Conor Friedersdorf of The Atlantic has a widely read explanation of why he cannot, on moral grounds, do as he did in 2008 and vote for Barack Obama. It’s a long piece and it’s not structured as an essay so much as a series of interrelated but independent criticisms; in general, Friedersdorf is outraged by Obama’s use of drones as well as his unilateral commitment of US forces in Libya. He calls these “deal-breakers.”
In different ways, each of these transgressions run contrary to candidate Obama’s 2008 campaign… Obama ran in the proud American tradition of reformers taking office when wartime excesses threatened to permanently change the nature of the country. But instead of ending those excesses, protecting civil liberties, rolling back executive power, and reasserting core American values, Obama acted contrary to his mandate. The particulars of his actions are disqualifying in themselves. But taken together, they put us on a course where policies Democrats once viewed as radical post-9/11 excesses are made permanent parts of American life.

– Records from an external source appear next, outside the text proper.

PR #2178, opened 2018-02-15
Remove check for older version (<11)

tobiasKaminsky:
Started with removing old version in OwncloudVersion and then changing the checks to true, simplifying whereever possible.
Also changed webdav path from "remote.php/webdav" to "remote.php/dav".

Note: after merge of library PR, build.gradle needs to be adjusted.


AndyScherzinger:
How incompatible to oC will we then be? Just asking since we already get 1-star ratings since 3.0.0 didn't work with oC X. I am not criticizing this I just like it to be an explicit decision :)

mario:
@AndyScherzinger entirely incompatible :P 

@tobiasKaminsky did you test everything with /dav? :) (uploads, etc)

tobiasKaminsky:
I reverted the webdav stuff as this indeed would need more changes and this PR should be kept "simple".

Regarding oC compatibility, I would not say that it is "entirely incompatible", if you see, what version checks are removed, they are even on oC end of life:
https://github.com/nextcloud/android-library/pull/122/files#diff-5df905fe275038070a60858bf0d74786

I did a test with oC and fixed one problem during login: they do not have quota in UserInfo, so we need to ignore this. Then I can login, browse & download files, ...
I think this is enough as NC != oC.
(Any negative rating regarding oC can in my opinion be closed as it is out of scope of this app).

tobiasKaminsky:
Lint is showhing +1 error because of the referenced library branch.
Once we have a new library release, this warning will be gone.

AndyScherzinger:
> Any negative rating regarding oC can in my opinion be closed as it is out of scope of this app

totally agree on this while the ratings (potential crashes) don't show the server version / info so we don't really know ;)

tobiasKaminsky:
As with latest E2E user agents changes oC server are already not working anylonger, it is also safe to rely completly on NC with this PR.

tobiasKaminsky:
This needs a new library release.

AndyScherzinger:
@tobiasKaminsky So will this now completely drop oC compat?

tobiasKaminsky:
As said [here](https://github.com/nextcloud/android/pull/2178#issuecomment-372209598) is is already not working.
With this PR we assume that we have at least all functionality that NC10 has, e.g. support for forbidden chars, etc. 
I think for most of the stuff it would still work with oC (if not the user agent would block it).

AndyScherzinger:
Needs a rebase with massive amount of conflicts, other than that I'd be fine with supporting Nc11+

src/main/java/com/owncloud/android/files/services/FileUploader.java
```diff
@@ -633,7 +632,7 @@ public int onStartCommand(Intent intent, int flags, int startId) {
                             account,
                             files[i],
                             ocUpload,
-                            chunked,
+                            true,
```
AndyScherzinger: If is is always true -> shouldn't we not just drop the parameter completely?

src/main/java/com/owncloud/android/ui/fragment/ShareFileFragment.java
```diff
@@ -227,7 +226,7 @@ public View onCreateView(@NonNull LayoutInflater inflater, ViewGroup container,
         addUserGroupButton.setOnClickListener(new View.OnClickListener() {
             @Override
             public void onClick(View view) {
-                boolean shareWithUsersEnable = AccountUtils.hasSearchUsersSupport(mAccount);
+                boolean shareWithUsersEnable = true;
```
AndyScherzinger: same here, if always true, just drop the `else` part and the variable :)

src/main/java/com/owncloud/android/utils/glide/HttpStreamFetcher.java
```diff
@@ -59,23 +59,19 @@ public InputStream loadData(Priority priority) throws Exception {
...
+                int status = mClient.executeMethod(get);
+                if (status == HttpStatus.SC_OK) {
+                    return get.getResponseBodyAsStream();
+                } else {
+                    mClient.exhaustResponse(get.getResponseBodyAsStream());
                 }
-            } else {
-                Log_OC.d(TAG, "Server too old");
+            } catch (Exception e) {
+                Log_OC.d(TAG, e.getMessage(), e);
```
AndyScherzinger: should then be `Log_OC.e`

AndyScherzinger:
haven't had the chance to test this yet, code-wise just some minor comments

mario:
Unsure if this is what we want. Let me look into the consequences in more detail. Remind me if I forget.

mario:
My general opinion regarding this is that regardless if something is EOL or NOT, the client should continue to support it for some time further, especially if it's not a big burden. 

We also should strive to be compatible with oC where possible, even when that means supporting oC only features (if such exist).

Unfortunately, since I don't have the time these days to work on Files much (but rather spend it on Talk) all I can do is voice my opinion rather than offer working hours, and I guess neither can @AndyScherzinger since he has a full-time job.

Ultimately it'll boil down to you or maybe @ardevd to decide on this, but I felt it's important I say what I think here.

AndyScherzinger:
I agree with @mario. For me it is also not about support oC-only features but to support features that are present on both sides (the same way) and also kept backward compatibility with Nc/oC server versions that maybe eol like 10 or now 11 since some users may not be able to upgrade that quickly, like with freeNas distros. so to me 11 is (kind of) a _must_ and 10 is to be discussed. But looking at the speed of mayor releases in the server I don't feel comfortable dropping server support that early. To me something like at least 2 years or maybe even 3 year (which would then even include Nc9!) should be supported by the clients since clients shouldn't be bound to server eol cycles.

What do you think @jancborchardt @MorrisJobke (from a _project_not_company_ pov)?

MorrisJobke:
> 10 or now 11 since some users may not be able to upgrade that quickly

Just to be sure: 10 has at least 3-4 security vulnerabilities. Also it is EoL since 10 months. It's not that there is much we can do here. It is end of life and it should be upgraded as soon as possible.



> To me something like at least 2 years or maybe even 3 year (which would then even include Nc9!)

That also means you ran a web service with known security vulnerabilities. Sure you could run that, but then you should also be able to feel the burden of that: doing your own Android provisioning by using old Android versions.

We try to make updates as easy as possible. And also end of life means end of life ... and not supporting it from a client side view 2 more years. Then you would also get issues with "feature A is broken", because we never fixed it in the server part.

MorrisJobke:
Couldn't you add a banner with "Not supported version"? Just a splash screen with "The server is outdated and thus not supported anymore - contact your admin" and maybe a link to a "end of life page"? Then you would properly communicate to the user WHY the app is not working anymore. That a given distributions ships a totally outdated version doesn't mean we need to support it super long. There should be an incentive to move to a newer version.

tobiasKaminsky:
To clarify, this PR is not removing any functionality on NC10/11.
It is only removing certain checks, e.g. there is support for capabilities built in oC 8.1 and thus it is in every NC version.
We simply assume, if we have no server info, we can use every NC10 feature.

tobiasKaminsky:
> Couldn't you add a banner with "Not supported version"? Just a splash screen with "The server is outdated and thus not supported anymore - contact your admin" and maybe a link to a "end of life page"? Then you would properly communicate to the user WHY the app is not working anymore. That a given distributions ships a totally outdated version doesn't mean we need to support it super long. There should be an incentive to move to a newer version.

This is a complete different issue, so I'll open up a new one.

mario:
Rebase.

mario:
Code wise fine, so if this is what you want to do, I'll approve after rebase.

mario:
(But please feel comments from @AndyScherzinger )

tobiasKaminsky:
Rebased.
I tested it against NC10:
- login is only possible with legacy login 
- upload a file
- showed resized image
- download a file
- sharing a file
…

Please test it also with NC10 :-)

Again, this PR is not removing anything or limiting support for outdated sever.
It just assumes that we can rely on any feature that is built in NC10, e.g.:
- sharing API: 5.0.27
- searching user: 8.2
- remote thumbnails: 7.8
- federated sharing: 9.1 (oc version, not nc9)

--> really nothing changed, except that there is no a lot less checks.

AndyScherzinger:
All fine by me then, my point is rather that I do not think cutting 3 lines of code and knowingly break the client for legacy, unsupported server is a good idea.

Also we I understand the argument of creating some kind of "pressure" to update the server while I think (like mentioned by Morris with the banner, popup, whatever) it should be done gracefully and also the issue here is that you are else hurting the users who in many cases can't do anything about the server and can't put pressure on the admins thus you are just hurting users non the server-providing people...

And also I wouldn't want to see this going into a direction where the client breaks for unsupported servers except when you pay for support... I know none of us is doing so at the moment, I just want to make sure we don't start with changes that would more or less actively support/push towards such a scheme.

:+1: All good for now and yes we should have #2240 since this is how a client should behave anyways :)

MorrisJobke:
> Also we I understand the argument of creating some kind of "pressure" to update the server while I think (like mentioned by Morris with the banner, popup, whatever) it should be done gracefully and also the issue here is that you are else hurting the users who in many cases can't do anything about the server and can't put pressure on the admins thus you are just hurting users non the server-providing people...
> 
> And also I wouldn't want to see this going into a direction where the client breaks for unsupported servers except when you pay for support... I know none of us is doing so at the moment, I just want to make sure we don't start with changes that would more or less actively support/push towards such a scheme.

This was also not meant like this. It's just a general warning, that users know why something doesn't work. It should just give the possibility to detect it without digging into logs and debugging things. Basically like something we do with the setup checks on the server. Giving some indicators, that something could break and why it does so. Otherwise people are frustrated that it just™ doesn't work.

AndyScherzinger:
>  Giving some indicators, that something could break and why it does so. Otherwise people are frustrated that it just™ doesn't work.

Excatly why I like the suggestion of having some kind of warning, that the server is EOL/legacy/whatever and some things might crash (also lowering the amount of issues raised due to such situations)

tobiasKaminsky:
Rebased.
Are you all fine with merging (after library merging & changing lib reference)?

AndyScherzinger:
:+1: fine by me then, yes

AndyScherzinger:
:tada: needs to be rebased again :(

AndyScherzinger:
Sidenote: #2728 with the server version warning has been merged already

tobiasKaminsky:
Rebased

mario:
👍

AndyScherzinger:
needs yet another rebase due to today's PR merge marathon while I think it can wait until nextcloud/android-library#124 has been merged ;)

I’m not sure what “proud American tradition” Conor is referring to here; I’d guess he’s thinking of the Jeffersonian rollback of the Alien and Sedition Acts, the post-Palmer Raids slackening of WWI’s most authoritarian strictures, and the relative clipping of the CIA’s wings that resulted from Vietnam as well as Watergate. In all of these cases, however, the “roll back” was more obvious in historical retrospect than at the time. With the possible exception of the reaction to Watergate, none of these issues became determinative, electorally, or particularly important outside of elite circles. And as the post-WWII Red Scare as well as the post-9/11 hysteria showed, the authoritarian, security-first sensibility has never been exorcised from America’s political soul.

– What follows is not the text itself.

PR #2180, opened 2018-02-15
Correctly load saved folder on resume

### LINKED ISSUE #2161: App gets stuck in synching state when put into background and then killed by the  system
### steps to reproduce:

What I’m trying to say is that the health of civil liberties in the United States ebbs and flows; and it does so along a timeline that’s much longer than a single presidential term. Further, Conor indulges in something of a fantasy, one that I’ve previously fallen victim to myself, that Barack Obama was elected in no small part because of his beliefs about civil liberties. In this case, the fantasy is manifested in Conor’s accusation that Obama has presided “contrary to his mandate.” Sorry, but no. Once again we’re seeing a conflation of elite attention with that of the public at large — and at the risk of belaboring the point, an electoral “mandate” is axiomatically more about the public at large than elites. Recent polling shows clear majorities — including three-out-of-four liberal Democrats — favor the President’s counterterrorism policies.
Conor might say that such poll results are a testament to the intellectual worthlessness of partisanship. OK, sure; but whatever the particular motivation happens to be, the end-result is clear: those voters who like Obama overwhelmingly do so for reasons other than his civil liberties beliefs. He changes, and they either change with him or shrug their shoulders and then ask about the economy.
None of this is to say Conor should vote for the President. We all have our “deal-breakers” and while drone strikes and the expansion of the Imperial Presidency are not mine, they are for many others. If these are the issues from which you decide how to vote, then Gary Johnson, who Conor endorses instead, is indeed a better candidate than either Obama or Romney. Still, when decrying Obama’s civil liberties record, we should keep ourselves cognizant of the political realities of terrorism and civil liberties in America today. The American story is not as rosy — and Obama’s contribution not as shameful — as we might believe.